Domestic trouble and creative struggle mingle in writer/director Lee Chang-dong’s unusual film Poetry. A stark, almost clinical drama is juxtaposed with a whimsical, cheeky story of artistic pursuits. The way they synthesis into something, well, poetic gives Poetry and ethereal quality.
The elderly Mija (Yun Jeong-Hie) find herself in a troubling situation when she discovers her grandson, Jongwook (Lee Da-Wit), who lives with her, is responsible for a horrific crime. As she tries to figure out a way to resolve this problem, she also faces artistic troubles when she aspires to take a poetry class at the local community center while inspiration constantly eludes her.
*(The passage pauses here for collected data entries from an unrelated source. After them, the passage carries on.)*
PR #3637, opened 2024-02-26
feat(headless): insight analytics actions migrated to new event protocol

mmitiche:
## [SFINT-5397](https://coveord.atlassian.net/browse/SFINT-5397)

In this PR, the following insight analytics events have been migrated to the new event protocol:

- logCaseAttach.
- logCaseDetach.
- logCopyToClipboard.
- logCaseSendEmail.
- logFeedItemTextPost.
- logDocumentOpen.
- logExpandToFullUI.
- logCreateArticle.

These mentioned actions will, according to the value of `analyticsMode` in the engine state, log analytics either with `coveo.analytics.js` when `analyticsMode` is set to `legacy` or with the new `relay` library if `analyticsMode` is set to `next`.

- Unit tests have been added to cover this new logic.

- More insight events migration will come soon after this PR.

### Validity example:

Screenshot 2024-02-26 at 11 41 09 AM

### Demo in the Hosted Insight Panel:

https://github.com/coveo/ui-kit/assets/86681870/7f1f50fe-0e8d-4185-8f55-1b21ae285240

[SFINT-5397]: https://coveord.atlassian.net/browse/SFINT-5397?atlOrigin=eyJpIjoiNWRkNTljNzYxNjVmNDY3MDlhMDU5Y2ZhYzA5YTRkZjUiLCJwIjoiZ2l0aHViLWNvbS1KU1cifQ


packages/headless/src/features/analytics/insight-analytics-actions.test.ts
mmitiche, line 1: This file was moved under `src/features/insight-search` for a better organization.

packages/headless/src/features/analytics/insight-analytics-actions.ts
mmitiche, line 1: This file was moved under `src/features/insight-search` for a better organization.

packages/headless/src/features/insight-search/insight-analytics-actions.test.ts
```diff
@@ -0,0 +1,175 @@
...
+
+const exampleSubject = 'example subject';
+const exampleDescription = 'example description';
+const exampleCaseId = '1234';
+const exampleCaseNumber = '5678';
+const exampleCreateArticleMetadata = {
+  articleType: 'Knowledge__kav',
+};
+
+describe('result actions insight analytics actions', () => {
```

Mija is presented the idea of poetry being a way of truly seeing things for what they are, for taking things one has “seen” before and truly seeing and understanding the truth of it. This leads to wry humor where Mija intently looks at things at awkward moments, so lost in the hopes of finding inspiration in inappropriate contexts. But the important thing is that she’s trying to see with new eyes.
Poetry invites the audience to become a part of this process by constantly adding detail and nuance to the scenes. Most sequences involve action going on around the characters, things that may or may not be of interest beyond the main actors of the frame. Are these aspects crucial to the story? Perhaps not, but the film adds that dimension which invites the viewer to look at see as well.
Where Poetry becomes complicated is in some of Mija’s later actions. In particular, a song she sings at a karaoke joint and a surprising change of heart begin to invite her into being a different kind of victim to her grandson’s crime. While there is certainly a strain of Mija trying to understand this crime and she seems to be aligning herself with the victim, the film verges on the edge of misogyny.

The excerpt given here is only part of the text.